Command Creator

Command Creator automation and integration for building and managing CLI commands

Command Creator is an AI skill that generates shell commands, scripts, and CLI workflows from natural language descriptions of desired operations. It covers command synthesis for Unix/Linux and Windows environments, script generation for multi-step operations, pipeline construction, safety validation, and documentation generation that transform operational intent into executable commands.

What Is This?

Overview

Command Creator provides natural language to shell command translation with safety awareness and cross-platform support. It generates commands from descriptions of desired operations, constructs pipelines for data processing, creates shell scripts for multi-step workflows, validates commands for safety, provides explanations for learning, and adapts syntax for bash, zsh, PowerShell, and cmd. For example, describing "find all Python files modified in the last week that contain deprecated functions" produces a ready-to-run command rather than requiring manual flag lookup.

Who Should Use This

This skill serves developers who need shell commands for unfamiliar operations, system administrators automating routine tasks, DevOps engineers building deployment and maintenance scripts, and developers learning command-line tools and wanting to understand generated commands. It is particularly valuable for teams that work across mixed environments where both Unix and Windows systems are in use.

Why Use It?

Problems It Solves

Shell commands have complex syntax with hundreds of flags that are difficult to memorize. Constructing pipelines requires knowledge of multiple tools and their output formats. Dangerous commands like recursive deletion can cause data loss if constructed incorrectly. Cross-platform differences between Unix and Windows shells require different syntax for the same operation. Even experienced engineers frequently consult documentation for infrequently used utilities, and Command Creator reduces that overhead significantly.

Core Highlights

The skill generates correct commands with appropriate flags for the specified operation. Safety validation warns about potentially destructive operations before execution. Generated commands include explanations of each flag for learning. Cross-platform variants are provided when the operation applies to multiple environments.

How to Use It?

Basic Usage

find . -name "*.py" -mtime -7 -exec grep -l "deprecated" {} +

find /var/log -name "*.log" -mtime +30 -exec gzip {} \;

du -h --max-depth=1 | sort -hr | head -10

Real-World Examples

#!/bin/bash
set -euo pipefail

DB_NAME="${1:?Usage: backup.sh <database_name>}"
TIMESTAMP=$(date +%Y%m%d_%H%M%S)
BACKUP_FILE="/tmp/${DB_NAME}_${TIMESTAMP}.sql.gz"
S3_BUCKET="s3://backups/${DB_NAME}/"

echo "Starting backup of ${DB_NAME}"
pg_dump "${DB_NAME}" | gzip > "${BACKUP_FILE}"

echo "Uploading to S3"
aws s3 cp "${BACKUP_FILE}" "${S3_BUCKET}"

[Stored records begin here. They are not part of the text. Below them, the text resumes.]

PR #645, opened 2017-11-18
added --forecast to balancemode, print, register

adept:
See PR #644 for inspiring discussion

### DIFF
--- a/hledger-lib/Hledger/Data/AutoTransaction.hs
+++ b/hledger-lib/Hledger/Data/AutoTransaction.hs
@@ -155,4 +155,6 @@ runPeriodicTransaction pt = generate where
         case parsePeriodExpr errCurrent periodExpr of
             Left e -> error' $ "Failed to parse " ++ show (T.unpack periodExpr) ++ ": " ++ showDateParseError e
             Right x -> x
-    generate jspan = [base {tdate=date} | span <- interval `splitSpan` spanIntersect effectspan jspan, let Just date = spanStart span]
+    generate jspan = 
+      let effectspan' = spanIntersect effectspan jspan 
+          in [base {tdate=date} | span <- interval `splitSpan` effectspan', let Just date = spanStart span, spanContainsDate effectspan' date]
--- a/hledger/Hledger/Cli/Utils.hs
+++ b/hledger/Hledger/Cli/Utils.hs
@@ -31,7 +31,7 @@ import Data.List
 import Data.Maybe
 import qualified Data.Text as T
 import qualified Data.Text.IO as T
-import Data.Time (Day)
+import Data.Time (Day, addDays)
 import Data.Word
 import Numeric
 import Safe (readMay)
@@ -70,6 +70,7 @@ withJournalDo opts cmd = do
           . anonymiseByOpts opts
           . journalApplyAliases (aliasesFromOpts opts)
         <=< journalApplyValue (reportopts_ opts)
+        <=< journalAddForecast opts
   either error' f ej
 
 -- | Apply the pivot transformation on a journal, if option is present.
@@ -116,6 +117,31 @@ journalApplyValue ropts j = do
                 | otherwise
                 = id
     return $ convert j
+
+-- | Run PeriodicTransactions from journal from today or journal end to requested end day.
+-- Add generated transactions to the journal
+journalAddForecast :: CliOpts -> Journal -> IO Journal
+journalAddForecast opts j = do
+  today <- getCurrentDay
+  let startDate =
+        -- Create forecast starting from end of journal + 1 day, and until the end of requested reporting period
+        -- If end is not provided, do 180 days of forecast
+        case spanEnd (jdatespan j) of
+          Just jEnd -> addDays 1 jEnd
+          Nothing   -> today
+      endDate = fromMaybe (addDays 180 today) $ periodEnd (period_ ropts)
+      dates = DateSpan (Just startDate) (Just endDate)
+      withForecast = [makeForecast t | pt <- jperiodictxns j, t <- runPeriodicTransaction pt dates] ++ (jtxns j)
+      makeForecast t = txnTieKnot $ t { tdescription = T.pack "Forecast transaction" }
+      ropts = reportopts_ opts
+  if forecast_ ropts 
+    then return $ journalBalanceTransactions' opts j { jtxns = withForecast }
+    else return j
+  where      
+    journalBalanceTransactions' opts j =
+      let assrt = not . ignore_assertions_ $ inputopts_ opts
+      in
+       either error' id $ journalBalanceTransactions assrt j
 
 -- | Write some output to stdout or to a file selected by --output-file.
 -- If the file exists it will be overwritten.
--- a/hledger/Hledger/Cli/Utils.hs
+++ b/hledger/Hledger/Cli/Utils.hs
@@ -123,12 +123,10 @@ journalApplyValue ropts j = do
 journalAddForecast :: CliOpts -> Journal -> IO Journal
 journalAddForecast opts j = do
   today <- getCurrentDay
-  let startDate =
-        -- Create forecast starting from end of journal + 1 day, and until the end of requested reporting period
-        -- If end is not provided, do 180 days of forecast
-        case spanEnd (jdatespan j) of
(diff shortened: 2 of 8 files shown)


hledger/Hledger/Cli/Utils.hs
```diff
@@ -117,6 +118,31 @@ journalApplyValue ropts j = do
...
+  today <- getCurrentDay
+  let startDate =
+        -- Create forecast starting from today or end of journal, whatever is earliest, and until the end of requested reporting period
+        -- If end is not provided, do 180 days of forecast
+        case spanEnd (jdatespan j) of
+          Just jEnd -> min jEnd today
+          Nothing -> today
+      endDate = fromMaybe (addDays 180 today) $ periodEnd (period_ ropts)
+      dates = DateSpan (Just startDate) (Just endDate)
+      withForecast = [makeForecast t | pt <- jperiodictxns j, t <- runPeriodicTransaction pt dates] ++ (jtxns j)
```
ony: > Regarding `--forecast`: i think that this switch should "expand" periodic transaction, and automatic transactions might be triggered in addition with `--auto`. Do you envision problems/limitations here?

I see. I thought that you were going to expand on a whole period of journal and thus overlap with real expenses. That's why I suggested to drop real transactions from journal and show only generated from periodic transactions, but for `balance` report it is really useful to have them.

Potential problem here is that you may get forecast overlapping with real expenses if your last transaction/today is not at the end of budget period.

```
2016/12/20
    expenses:housing:rent  $600
    assets:cash

~ monthly from 2016/1/25
    income  $-1000
    expenses:housing  $700
    assets
```

As a forecast based on budget I would expect to see $600 under `expenses:housing:rent` and $100 under `expenses:housing`.
But if you'll consider "periodic transactions" as independent of budgeting - then it is totally fine.

hledger/Hledger/Cli/Utils.hs
```diff
@@ -117,6 +118,31 @@ journalApplyValue ropts j = do
...
+journalAddForecast :: CliOpts -> Journal -> IO Journal
+journalAddForecast opts j = do
+  today <- getCurrentDay
+  let startDate =
+        -- Create forecast starting from today or end of journal, whatever is earliest, and until the end of requested reporting period
+        -- If end is not provided, do 180 days of forecast
+        case spanEnd (jdatespan j) of
+          Just jEnd -> min jEnd today
+          Nothing -> today
+      endDate = fromMaybe (addDays 180 today) $ periodEnd (period_ ropts)
```
ony: Why we need this ~6 extra months outside of report period?

hledger/Hledger/Cli/Commands/Balance.hs
```diff
@@ -283,6 +283,7 @@ balancemode = (defCommandMode $ ["balance"] ++ aliases) { -- also accept but don
      ,flagReq  ["format"] (\s opts -> Right $ setopt "format" s opts) "FORMATSTR" "use this custom line format (in simple reports)"
      ,flagNone ["pretty-tables"] (\opts -> setboolopt "pretty-tables" opts) "use unicode when displaying tables"
      ,flagNone ["sort-amount","S"] (\opts -> setboolopt "sort-amount" opts) "sort by amount instead of account name"
+     ,flagNone ["forecast"] (\opts -> setboolopt "forecast" opts) "generate forecast transactions"
```
ony: You can add it to `reportflags` in `hledger/Hledger/Cli/CliOptions.hs` to get all report commands affected similar to how `--yearly` and `--costs` are defined and can be seen even in `stat` and `rewrite`.

We may want to introduce `budgetingFlags` or something like that if we want target subset of reports.

adept: Thanks, i missed reportflags. Fixing

hledger/Hledger/Cli/Utils.hs
adept: I'm of the opinion that for the best result end date have to be explicitly specified, but if not, there should be some sensible default. Not sure that 180 days is sensible, though.

Note that it only applies if -e is not given

hledger/Hledger/Cli/Utils.hs
adept: You have a point. It is best to start forecast immediately after the end of the journal (on the next day). Updating pr

hledger/Hledger/Cli/Utils.hs
ony: Oh. Sorry I've missed that it actually adds a default report end date.

> I'm of the opinion that for the best result end date have to be explicitly specified, but if not, there should be some sensible default. Not sure that 180 days is sensible, though.

I'm not sure if it makes sense but I thought that it might be something like `startDate` (forecast) + "longest period among all periodic transactions".
But it will require more changes to get `Interval` parsing extracted out of `runPeriodicTransaction`.

So I guess it should be fine to leave 180 days as a default value for `--forecast` without explicit `-e`.

hledger/Hledger/Cli/Utils.hs
ony: I actually didn't thought about that. I referred to overlap happending during reporting. If you use  `--forecast -M` and example I provided you'll get under category `expenses:housing` amount of`$1300` for `2016/12` because from periodic transaction we'll generate same `$700` amount though in a same budget period we already paid `$600`.

```
           || 2016/12 
===========++=========
 assets    ||   $-300 
   cash    ||   $-600 
 expenses  ||   $1300 
   housing ||   $1300 
     rent  ||    $600 
 income    ||  $-1000 
-----------++---------
           ||       0 
```

It feels like for budget-based forecasting it is a bit wrong and you should just expect that by the end of `2016/12` you'll spend `$700` (extra `$100` on top of real posting `$600`).

But "budget period" that's a notion that we are missing right now. I don't think therer is any actions at this moment regarding this issue.

ony:
@simonmichael , if you don't have any comments to address you can merge, I guess.

adept:
squashed

adept:
I've pushed more changes here: 
- bugfix to ensure runPeriodicTransactions honors given DateSpan
- change for runPeriodicTransactions to honor "effective from" date, so now "yearly from 2017-11-12" would first occur on 2018-11-12, and not on 2018-01-01 (works for all intervals)

hledger-lib/Hledger/Data/AutoTransaction.hs
```diff
@@ -155,6 +155,20 @@ runPeriodicTransaction pt = generate where
         case parsePeriodExpr errCurrent periodExpr of
             Left e -> error' $ "Failed to parse " ++ show (T.unpack periodExpr) ++ ": " ++ showDateParseError e
             Right x -> x
+    -- If transaction is specified with effective span, e.g. "yearly from 2017-10-15", make sure it happens
+    -- on the specified start date and then every <interval> after that (2018-10-15, 2019-10-15, ...).
+    -- This is done by computing offset of the start date from the beginning of the nearest <interval>
+    -- and shifting each computed transaction date by this offset
+    effectiveFrom = spanStart effectspan
+    startOfEarliestEnclosingInterval = spanStart $ head $ interval `splitSpan` (DateSpan effectiveFrom Nothing)
```
ony: This feature is already here. You can trigger it with a doctest:

```haskell
-- >>> mapM_ (putStr . show) $ runPeriodicTransaction (PeriodicTransaction "every 2nd day of month" ["hi" `post` usd 1]) (mkdatespan "2017/02/01" "2017/04/02")
-- 2017/02/02
--     hi           $1.00
-- <BLANKLINE>
-- 2017/03/02
--     hi           $1.00
-- <BLANKLINE>
```

adept:
Ah, i did not know this. Is syntax the same for yearly expressions? it is a bit awkward to compute day-of-year for that

ony:
@adept , there is no `every 1st Jan of year` as I know. But you can add it :)

adept:
Yeah, I like your suggestion for warning/disallowing "yearly from YYYY/MM/DD"...

I also agree that it is bad to introduce different semantics for yearly inside runPeriodicTransactionOnly

adept:
I've created #652 and #653 on the heels of discussion here and will remove all the tweaking I introduced in runPeriodicExpression from this PR

simonmichael:
Superseded by #654.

echo "Cleaning up local file"
rm "${BACKUP_FILE}"

echo "Removing S3 backups older than 30 days"
aws s3 ls "${S3_BUCKET}" | while read -r line; do
    file_date=$(echo "$line" | awk '{print $1}')
    if [[ $(date -d "$file_date" +%s) -lt $(date -d "-30 days" +%s) ]]; then
        file_name=$(echo "$line" | awk '{print $4}')
        aws s3 rm "${S3_BUCKET}${file_name}"
    fi
done
echo "Backup complete"

Advanced Tips

Always test generated commands with echo or --dry-run flags before running destructive operations. Use set -euo pipefail at the top of generated scripts to ensure they fail safely on errors. Request PowerShell equivalents alongside bash commands when the scripts need to work on Windows. When working with unfamiliar tools, ask for annotated output that explains each component of the command so the result serves as both a solution and a learning reference.

When to Use It?

Use Cases

Use Command Creator when you know what operation you need but are unsure of the exact command syntax, when building automation scripts for deployment or maintenance tasks, when translating operations between different shell environments, or when learning command-line tools and wanting explained examples. It is also useful when onboarding new team members who need to perform administrative tasks without deep shell expertise.

Related Topics

Shell scripting best practices, coreutils command reference, PowerShell scripting, CI/CD pipeline commands, and command-line productivity tools all complement command creation.

Important Notes

Requirements

A shell environment appropriate for the generated commands (bash, zsh, PowerShell). The required command-line tools installed on the target system. Understanding of the operation to verify generated commands before execution.

Usage Recommendations

Do: review all generated commands before execution, especially those involving file deletion or system modification. Test destructive commands on a sample before running on production data. Include error handling in generated scripts with proper exit codes.

Don't: execute generated commands on production systems without reviewing and testing them first. Assume commands work identically across different operating systems or shell versions. Run generated scripts with elevated privileges unless specifically required.

Limitations

Generated commands may not account for all edge cases in the target environment. Complex operations may require adjustments for specific OS versions or installed tool versions. Safety validation catches common dangerous patterns but cannot guarantee safety for all possible inputs and system states.